Task goal:
All of the records below need to be copied exactly.

Records:
PR #2936, opened 2016-09-09
Implementing classes using the new ES6 syntax

leonardo-silva:
Hi,

In my PhD research, I am using ``pixi.js`` in some experiments.

As a result, I identified the existence of several "classes" in the current codebase (Container, Shader, CanvasPrepare, WebGLManager, etc)

So, I decided to rewrite the classes to follow the new syntax provided by ECMAScript 2016, which I think is much more readable. All changes are just syntactical. I was also very careful to preserve the code style.
Finally, the tests are green in the migrated code.

Do you think it is worth to integrate these changes to the project?

Thank you

### DIFF
--- a/.jshintrc
+++ b/.jshintrc
@@ -34,6 +34,7 @@
     "maxparams"     : 8,        // Prohibit having more than X number of params in a function.
     "maxdepth"      : 8,        // Prohibit nested blocks from going more than X levels deep.
     "maxlen"        : 220,      // Require that all lines are 100 characters or less.
+    "esversion"     : 6,        // ECMAScript 2015 syntax allowed
     "globals"       : {         // Register globals that are used in the code.
         "performance": false   // Depends on polyfill, simplifies usage
     },
--- a/package.json
+++ b/package.json
@@ -51,6 +51,7 @@
     "browserify-versionify": "^1.0.6"
   },
   "devDependencies": {
+    "babel-preset-es2015": "^6.14.0",
     "babelify": "^7.3.0",
     "del": "^2.2.0",
     "electron-prebuilt": "^1.3.2",
--- a/package.json
+++ b/package.json
@@ -51,9 +51,11 @@
     "browserify-versionify": "^1.0.6"
   },
   "devDependencies": {
+    "babel-preset-es2015": "^6.14.0",
     "del": "^2.2.0",
     "electron-prebuilt": "^1.3.2",
     "floss": "^0.7.1",
+    "gulp-babel": "^6.1.2",
     "jaguarjs-jsdoc": "^1.0.1",
     "jsdoc": "^3.4.0",
     "jshint": "^2.9.2",
--- a/package.json
+++ b/package.json
@@ -51,11 +51,10 @@
     "browserify-versionify": "^1.0.6"
   },
   "devDependencies": {
-    "babel-preset-es2015": "^6.14.0",
+    "babelify": "^7.3.0",
     "del": "^2.2.0",
     "electron-prebuilt": "^1.3.2",
     "floss": "^0.7.1",
-    "gulp-babel": "^6.1.2",
     "jaguarjs-jsdoc": "^1.0.1",
     "jsdoc": "^3.4.0",
     "jshint": "^2.9.2",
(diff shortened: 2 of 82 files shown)


ivanpopelyshev:
Yeah, we just discussed it a day ago. Also we have to ask @bigtimebuddy to add babelify to pixify, so there wont be direct dependency there

GoodBoyDigital:
Holy monkeys!! Thanks so much for this! Out drinking beers at the moment..
because Friday.. but will check this out properly tomorrow :)

Thanks for taking the time for this pr!

leonardo-silva:
Hi @GoodBoyDigital, you are welcome! :)

bigtimebuddy:
Awesome work! It is really great timing because we were planning on doing this very soon anyways. You'll need to include the babel-preset-es2015 module in the package.json devDependencies (Travis is failing). 

There are a bunch of things we would need to be sure of before we could accept this, namely, performance, documentation.

I think it makes more sense for us to make a new Dev branch and start working on this conversion there (starting by merging this PR).  I'd like to make additional passes on this for const/let usage, fat arrows instead of binds, statics and other ES6 features. 

@GoodBoyDigital what do you think about that approach?

bigtimebuddy:
Also @ivanpopelyshev this approach is correct. Adding babelify to the package.json is sufficient for transpiling. No additional pixify changes required. Eventually we might move bablel to pixify, but for now it'll keep pixify slim.

ivanpopelyshev:
@bigtimebuddy ack.

OK, so right now we have about 15MB for pixify, 34MB of dependencies of example plugin in total.

PIXI setup has more than extra 100MB for electon and tests

How much do we add with babelify? Imagine that we have a simple plugin there, we run "npm install" and get like 34MB of things. How much will babel cost us?

bigtimebuddy:
Unfortunately, heavier dev dependencies are the cost right now for creating more maintainable code that's transpiled. Babel is pretty big and other tech like TypeScript, coffeescript, Haxe, etc have tradeoffs too.

ivanpopelyshev:
Yeah, and that's for every plugin. That's why i want it to be separate dependency - we can "npm link" pixify and stuff, and it wont get more disk space

photonstorm:
It's a slight shame the overall size of 'installing' the project will increase, but honestly, who cares given the benefits of this? Drive space can't be used as a reason to not do this. 35MB is nothing for anyone who does any serious web development these days, let alone game development. That total alone is a fraction of the size of just one of our game PSDs!

The only real considerations should be the built lib size, and performance. And I guess the overhead of maintaining this, because it's not like the standards and Babel aren't changing on a daily basis :)

ivanpopelyshev:
@photonstorm 35MB vs 120MB. That's without electron of course. Stuff like electron and babel must be downloaded once per project, not per plugin.

There are also troubles for IDE, I have to make sure only one instance of pixi node_modules exists in build paths, otherwise indexing is a pain.

Just imagine that "pixi.js", "pixi-spine", "pixi-filters" are modules of one big project.

photonstorm:
You've obviously never had to work on an Angular project! I would _kill_ for a project size as small as 120MB there. It used to be over twice that. Just for 'hello world'.

npm 3 helped a lot though, getting rid of dupes and flattening the modules folder out. And when Babel moved to using [Lerna](https://github.com/lerna/lerna) it helped even more (and I'd strongly recommend it for Pixi).

It might suck that this is the state of web development today, but it's so common and expected it also makes it a non-issue. It also only impacts an (unknown) percentage of Pixi devs. Lots just grab the build files and run off, not caring about the packages. This change will only impact those left.

englercj:
> ust imagine that "pixi.js", "pixi-spine", "pixi-filters" are modules of one big project. And there are "pixi-extra-filters", "pixi-tilemap", "pixi-picture", "pixi-display", there will be updated version of "pixi-lights" soon. Every one of them will need this thing.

Output below:
PR #2936, opened 2016-09-09
Implementing classes using the new ES6 syntax

leonardo-silva:
Hi,

In my PhD research, I am using ``pixi.js`` in some experiments.

As a result, I identified the existence of several "classes" in the current codebase (Container, Shader, CanvasPrepare, WebGLManager, etc)

So, I decided to rewrite the classes to follow the new syntax provided by ECMAScript 2016, which I think is much more readable. All changes are just syntactical. I was also very careful to preserve the code style.
Finally, the tests are green in the migrated code.

Do you think it is worth to integrate these changes to the project?

Thank you

### DIFF
--- a/.jshintrc
+++ b/.jshintrc
@@ -34,6 +34,7 @@
     "maxparams"     : 8,        // Prohibit having more than X number of params in a function.
     "maxdepth"      : 8,        // Prohibit nested blocks from going more than X levels deep.
     "maxlen"        : 220,      // Require that all lines are 100 characters or less.
+    "esversion"     : 6,        // ECMAScript 2015 syntax allowed
     "globals"       : {         // Register globals that are used in the code.
         "performance": false   // Depends on polyfill, simplifies usage
     },
--- a/package.json
+++ b/package.json
@@ -51,6 +51,7 @@
     "browserify-versionify": "^1.0.6"
   },
   "devDependencies": {
+    "babel-preset-es2015": "^6.14.0",
     "babelify": "^7.3.0",
     "del": "^2.2.0",
     "electron-prebuilt": "^1.3.2",
--- a/package.json
+++ b/package.json
@@ -51,9 +51,11 @@
     "browserify-versionify": "^1.0.6"
   },
   "devDependencies": {
+    "babel-preset-es2015": "^6.14.0",
     "del": "^2.2.0",
     "electron-prebuilt": "^1.3.2",
     "floss": "^0.7.1",
+    "gulp-babel": "^6.1.2",
     "jaguarjs-jsdoc": "^1.0.1",
     "jsdoc": "^3.4.0",
     "jshint": "^2.9.2",
--- a/package.json
+++ b/package.json
@@ -51,11 +51,10 @@
     "browserify-versionify": "^1.0.6"
   },
   "devDependencies": {
-    "babel-preset-es2015": "^6.14.0",
+    "babelify": "^7.3.0",
     "del": "^2.2.0",
     "electron-prebuilt": "^1.3.2",
     "floss": "^0.7.1",
-    "gulp-babel": "^6.1.2",
     "jaguarjs-jsdoc": "^1.0.1",
     "jsdoc": "^3.4.0",
     "jshint": "^2.9.2",
(diff shortened: 2 of 82 files shown)


ivanpopelyshev:
Yeah, we just discussed it a day ago. Also we have to ask @bigtimebuddy to add babelify to pixify, so there wont be direct dependency there

GoodBoyDigital:
Holy monkeys!! Thanks so much for this! Out drinking beers at the moment..
because Friday.. but will check this out properly tomorrow :)

Thanks for taking the time for this pr!

leonardo-silva:
Hi @GoodBoyDigital, you are welcome! :)

bigtimebuddy:
Awesome work! It is really great timing because we were planning on doing this very soon anyways. You'll need to include the babel-preset-es2015 module in the package.json devDependencies (Travis is failing). 

There are a bunch of things we would need to be sure of before we could accept this, namely, performance, documentation.

I think it makes more sense for us to make a new Dev branch and start working on this conversion there (starting by merging this PR).  I'd like to make additional passes on this for const/let usage, fat arrows instead of binds, statics and other ES6 features. 

@GoodBoyDigital what do you think about that approach?

bigtimebuddy:
Also @ivanpopelyshev this approach is correct. Adding babelify to the package.json is sufficient for transpiling. No additional pixify changes required. Eventually we might move bablel to pixify, but for now it'll keep pixify slim.

ivanpopelyshev:
@bigtimebuddy ack.

OK, so right now we have about 15MB for pixify, 34MB of dependencies of example plugin in total.

PIXI setup has more than extra 100MB for electon and tests

How much do we add with babelify? Imagine that we have a simple plugin there, we run "npm install" and get like 34MB of things. How much will babel cost us?

bigtimebuddy:
Unfortunately, heavier dev dependencies are the cost right now for creating more maintainable code that's transpiled. Babel is pretty big and other tech like TypeScript, coffeescript, Haxe, etc have tradeoffs too.

ivanpopelyshev:
Yeah, and that's for every plugin. That's why i want it to be separate dependency - we can "npm link" pixify and stuff, and it wont get more disk space

photonstorm:
It's a slight shame the overall size of 'installing' the project will increase, but honestly, who cares given the benefits of this? Drive space can't be used as a reason to not do this. 35MB is nothing for anyone who does any serious web development these days, let alone game development. That total alone is a fraction of the size of just one of our game PSDs!

The only real considerations should be the built lib size, and performance. And I guess the overhead of maintaining this, because it's not like the standards and Babel aren't changing on a daily basis :)

ivanpopelyshev:
@photonstorm 35MB vs 120MB. That's without electron of course. Stuff like electron and babel must be downloaded once per project, not per plugin.

There are also troubles for IDE, I have to make sure only one instance of pixi node_modules exists in build paths, otherwise indexing is a pain.

Just imagine that "pixi.js", "pixi-spine", "pixi-filters" are modules of one big project.

photonstorm:
You've obviously never had to work on an Angular project! I would _kill_ for a project size as small as 120MB there. It used to be over twice that. Just for 'hello world'.

npm 3 helped a lot though, getting rid of dupes and flattening the modules folder out. And when Babel moved to using [Lerna](https://github.com/lerna/lerna) it helped even more (and I'd strongly recommend it for Pixi).

It might suck that this is the state of web development today, but it's so common and expected it also makes it a non-issue. It also only impacts an (unknown) percentage of Pixi devs. Lots just grab the build files and run off, not caring about the packages. This change will only impact those left.

englercj:
> ust imagine that "pixi.js", "pixi-spine", "pixi-filters" are modules of one big project. And there are "pixi-extra-filters", "pixi-tilemap", "pixi-picture", "pixi-display", there will be updated version of "pixi-lights" soon. Every one of them will need this thing.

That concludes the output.